• [ASSIGNMENT]: Your answer should consist of the lines below that hold the word "versions".

• [INPUT FOR THIS TASK]:
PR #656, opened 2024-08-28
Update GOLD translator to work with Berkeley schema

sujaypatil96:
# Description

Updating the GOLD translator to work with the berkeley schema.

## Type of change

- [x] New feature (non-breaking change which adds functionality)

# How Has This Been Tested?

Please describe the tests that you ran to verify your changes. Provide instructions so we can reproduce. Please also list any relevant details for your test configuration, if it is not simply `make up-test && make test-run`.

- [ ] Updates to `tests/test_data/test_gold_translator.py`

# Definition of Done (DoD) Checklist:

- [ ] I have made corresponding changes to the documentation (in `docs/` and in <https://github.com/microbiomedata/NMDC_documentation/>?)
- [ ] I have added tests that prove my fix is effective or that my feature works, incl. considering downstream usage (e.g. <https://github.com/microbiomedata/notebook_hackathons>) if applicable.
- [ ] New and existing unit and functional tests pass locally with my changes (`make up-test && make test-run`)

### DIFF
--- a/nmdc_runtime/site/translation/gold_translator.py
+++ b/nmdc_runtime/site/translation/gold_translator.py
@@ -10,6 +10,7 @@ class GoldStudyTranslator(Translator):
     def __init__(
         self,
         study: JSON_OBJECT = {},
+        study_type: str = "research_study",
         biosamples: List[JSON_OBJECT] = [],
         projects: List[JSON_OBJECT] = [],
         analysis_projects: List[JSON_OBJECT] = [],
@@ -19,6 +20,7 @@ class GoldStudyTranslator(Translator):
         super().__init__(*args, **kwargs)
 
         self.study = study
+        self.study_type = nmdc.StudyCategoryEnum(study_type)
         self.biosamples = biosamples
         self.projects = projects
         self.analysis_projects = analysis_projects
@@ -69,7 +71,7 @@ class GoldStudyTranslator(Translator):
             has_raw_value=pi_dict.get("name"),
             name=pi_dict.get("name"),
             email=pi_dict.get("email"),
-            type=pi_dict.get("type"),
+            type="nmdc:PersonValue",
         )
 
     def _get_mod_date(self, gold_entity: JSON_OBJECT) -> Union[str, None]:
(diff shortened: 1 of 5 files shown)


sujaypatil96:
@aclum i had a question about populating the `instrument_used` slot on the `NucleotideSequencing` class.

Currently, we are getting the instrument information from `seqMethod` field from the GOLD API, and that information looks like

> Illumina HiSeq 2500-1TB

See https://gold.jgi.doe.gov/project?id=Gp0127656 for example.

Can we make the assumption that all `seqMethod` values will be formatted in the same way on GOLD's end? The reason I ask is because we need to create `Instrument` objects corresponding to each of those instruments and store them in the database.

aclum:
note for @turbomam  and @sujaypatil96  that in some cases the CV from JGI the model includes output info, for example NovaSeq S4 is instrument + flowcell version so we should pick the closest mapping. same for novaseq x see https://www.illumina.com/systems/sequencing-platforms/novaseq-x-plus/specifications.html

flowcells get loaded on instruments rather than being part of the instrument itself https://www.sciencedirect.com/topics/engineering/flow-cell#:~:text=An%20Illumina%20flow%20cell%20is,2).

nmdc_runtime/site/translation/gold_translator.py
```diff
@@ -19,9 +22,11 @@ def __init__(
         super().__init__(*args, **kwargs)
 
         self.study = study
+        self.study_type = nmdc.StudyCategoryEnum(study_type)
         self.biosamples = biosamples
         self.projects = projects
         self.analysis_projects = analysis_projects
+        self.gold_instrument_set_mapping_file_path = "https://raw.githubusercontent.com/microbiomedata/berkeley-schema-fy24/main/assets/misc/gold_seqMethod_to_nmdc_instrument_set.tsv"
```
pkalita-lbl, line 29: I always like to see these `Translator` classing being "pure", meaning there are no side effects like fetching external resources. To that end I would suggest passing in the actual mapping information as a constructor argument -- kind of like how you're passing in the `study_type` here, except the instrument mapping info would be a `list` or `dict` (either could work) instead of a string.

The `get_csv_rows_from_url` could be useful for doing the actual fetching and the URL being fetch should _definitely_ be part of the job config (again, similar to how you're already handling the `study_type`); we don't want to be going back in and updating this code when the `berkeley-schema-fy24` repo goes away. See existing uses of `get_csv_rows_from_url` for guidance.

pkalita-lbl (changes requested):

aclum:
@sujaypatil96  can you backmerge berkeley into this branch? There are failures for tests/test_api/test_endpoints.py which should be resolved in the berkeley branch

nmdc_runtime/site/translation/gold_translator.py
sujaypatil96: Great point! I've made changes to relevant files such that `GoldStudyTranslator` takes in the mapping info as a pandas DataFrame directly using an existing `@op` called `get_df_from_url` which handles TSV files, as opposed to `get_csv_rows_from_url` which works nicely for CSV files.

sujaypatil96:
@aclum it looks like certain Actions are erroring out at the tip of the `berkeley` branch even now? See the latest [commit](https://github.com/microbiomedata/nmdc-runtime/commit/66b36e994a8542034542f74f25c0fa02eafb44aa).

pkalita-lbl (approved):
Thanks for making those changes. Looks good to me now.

==

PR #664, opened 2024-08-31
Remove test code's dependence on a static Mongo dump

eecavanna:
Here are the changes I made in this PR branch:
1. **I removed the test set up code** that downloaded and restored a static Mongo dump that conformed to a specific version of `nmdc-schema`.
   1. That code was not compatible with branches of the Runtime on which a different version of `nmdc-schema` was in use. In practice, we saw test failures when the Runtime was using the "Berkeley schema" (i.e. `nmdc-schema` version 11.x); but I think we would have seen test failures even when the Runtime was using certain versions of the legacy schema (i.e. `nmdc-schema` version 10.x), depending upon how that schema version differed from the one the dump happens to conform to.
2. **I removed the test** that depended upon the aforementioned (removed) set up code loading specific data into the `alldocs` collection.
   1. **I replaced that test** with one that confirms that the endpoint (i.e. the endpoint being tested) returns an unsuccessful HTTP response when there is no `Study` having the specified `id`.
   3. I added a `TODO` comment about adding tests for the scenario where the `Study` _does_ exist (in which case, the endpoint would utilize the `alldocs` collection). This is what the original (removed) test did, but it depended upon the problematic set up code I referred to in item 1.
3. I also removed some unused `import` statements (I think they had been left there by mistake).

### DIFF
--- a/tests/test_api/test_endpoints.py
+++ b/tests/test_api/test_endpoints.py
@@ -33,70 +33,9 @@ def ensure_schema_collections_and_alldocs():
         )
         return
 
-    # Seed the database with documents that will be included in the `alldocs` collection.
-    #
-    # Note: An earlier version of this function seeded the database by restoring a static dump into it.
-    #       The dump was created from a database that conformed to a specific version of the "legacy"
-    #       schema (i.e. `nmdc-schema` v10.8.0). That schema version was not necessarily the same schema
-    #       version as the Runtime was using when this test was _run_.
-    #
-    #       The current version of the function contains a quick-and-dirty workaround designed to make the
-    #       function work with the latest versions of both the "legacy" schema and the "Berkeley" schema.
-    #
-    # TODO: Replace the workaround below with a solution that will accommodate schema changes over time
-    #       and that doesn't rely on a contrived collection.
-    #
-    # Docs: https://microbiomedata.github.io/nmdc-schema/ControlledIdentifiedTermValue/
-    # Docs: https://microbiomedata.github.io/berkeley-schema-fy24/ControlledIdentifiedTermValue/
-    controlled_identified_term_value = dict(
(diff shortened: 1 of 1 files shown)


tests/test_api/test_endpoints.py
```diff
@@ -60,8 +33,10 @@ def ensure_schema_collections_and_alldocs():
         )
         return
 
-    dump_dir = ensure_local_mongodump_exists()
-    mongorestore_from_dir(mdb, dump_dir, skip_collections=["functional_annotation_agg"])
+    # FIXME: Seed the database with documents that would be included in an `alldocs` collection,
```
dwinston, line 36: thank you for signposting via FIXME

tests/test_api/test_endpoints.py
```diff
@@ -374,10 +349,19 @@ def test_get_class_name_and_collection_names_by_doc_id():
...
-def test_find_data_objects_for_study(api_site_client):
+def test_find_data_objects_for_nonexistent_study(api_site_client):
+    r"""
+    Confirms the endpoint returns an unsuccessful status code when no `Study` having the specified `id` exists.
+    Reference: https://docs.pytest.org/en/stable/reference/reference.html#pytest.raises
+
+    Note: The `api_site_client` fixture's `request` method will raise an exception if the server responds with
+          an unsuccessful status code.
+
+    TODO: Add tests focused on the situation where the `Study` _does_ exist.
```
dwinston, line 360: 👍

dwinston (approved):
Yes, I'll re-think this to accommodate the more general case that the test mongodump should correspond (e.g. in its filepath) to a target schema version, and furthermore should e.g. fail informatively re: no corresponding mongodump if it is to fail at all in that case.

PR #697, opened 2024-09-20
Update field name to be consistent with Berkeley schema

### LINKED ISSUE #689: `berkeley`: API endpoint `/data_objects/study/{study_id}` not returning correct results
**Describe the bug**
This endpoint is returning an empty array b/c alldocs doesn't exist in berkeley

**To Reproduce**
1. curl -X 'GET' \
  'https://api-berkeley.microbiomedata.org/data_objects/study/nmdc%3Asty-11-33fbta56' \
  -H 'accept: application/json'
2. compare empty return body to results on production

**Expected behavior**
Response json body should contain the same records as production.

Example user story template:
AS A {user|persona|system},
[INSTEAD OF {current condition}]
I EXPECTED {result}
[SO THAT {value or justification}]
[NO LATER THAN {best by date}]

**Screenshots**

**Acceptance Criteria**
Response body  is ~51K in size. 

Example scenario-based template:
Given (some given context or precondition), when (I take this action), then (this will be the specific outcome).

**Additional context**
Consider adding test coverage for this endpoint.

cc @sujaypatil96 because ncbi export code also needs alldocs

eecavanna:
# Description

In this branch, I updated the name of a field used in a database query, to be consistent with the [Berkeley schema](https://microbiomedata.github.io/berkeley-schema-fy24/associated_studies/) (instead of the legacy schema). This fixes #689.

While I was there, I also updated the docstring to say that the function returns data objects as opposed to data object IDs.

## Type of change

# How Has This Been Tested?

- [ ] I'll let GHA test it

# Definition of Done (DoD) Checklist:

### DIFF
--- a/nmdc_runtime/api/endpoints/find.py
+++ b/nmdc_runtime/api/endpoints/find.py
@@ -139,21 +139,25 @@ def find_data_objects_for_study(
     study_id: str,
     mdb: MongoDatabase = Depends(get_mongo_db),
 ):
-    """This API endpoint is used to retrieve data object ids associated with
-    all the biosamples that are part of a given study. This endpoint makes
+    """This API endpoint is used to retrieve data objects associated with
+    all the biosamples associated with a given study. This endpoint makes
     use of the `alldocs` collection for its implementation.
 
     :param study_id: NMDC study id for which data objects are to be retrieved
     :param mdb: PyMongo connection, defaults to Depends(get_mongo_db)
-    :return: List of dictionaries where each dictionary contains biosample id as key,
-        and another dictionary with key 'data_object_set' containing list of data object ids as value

...

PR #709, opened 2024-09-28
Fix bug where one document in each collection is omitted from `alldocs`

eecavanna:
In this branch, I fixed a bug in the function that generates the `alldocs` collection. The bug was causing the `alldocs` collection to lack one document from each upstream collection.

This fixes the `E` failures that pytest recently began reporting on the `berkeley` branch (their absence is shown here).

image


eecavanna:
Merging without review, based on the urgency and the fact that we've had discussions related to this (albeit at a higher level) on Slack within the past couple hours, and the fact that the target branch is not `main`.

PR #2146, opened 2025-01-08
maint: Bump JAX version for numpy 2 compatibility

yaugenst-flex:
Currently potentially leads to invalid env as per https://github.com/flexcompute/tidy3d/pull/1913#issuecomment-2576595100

• [EXPECTED ANSWER]:
   1. That code was not compatible with branches of the Runtime on which a different version of `nmdc-schema` was in use. In practice, we saw test failures when the Runtime was using the "Berkeley schema" (i.e. `nmdc-schema` version 11.x); but I think we would have seen test failures even when the Runtime was using certain versions of the legacy schema (i.e. `nmdc-schema` version 10.x), depending upon how that schema version differed from the one the dump happens to conform to.
-    #       function work with the latest versions of both the "legacy" schema and the "Berkeley" schema.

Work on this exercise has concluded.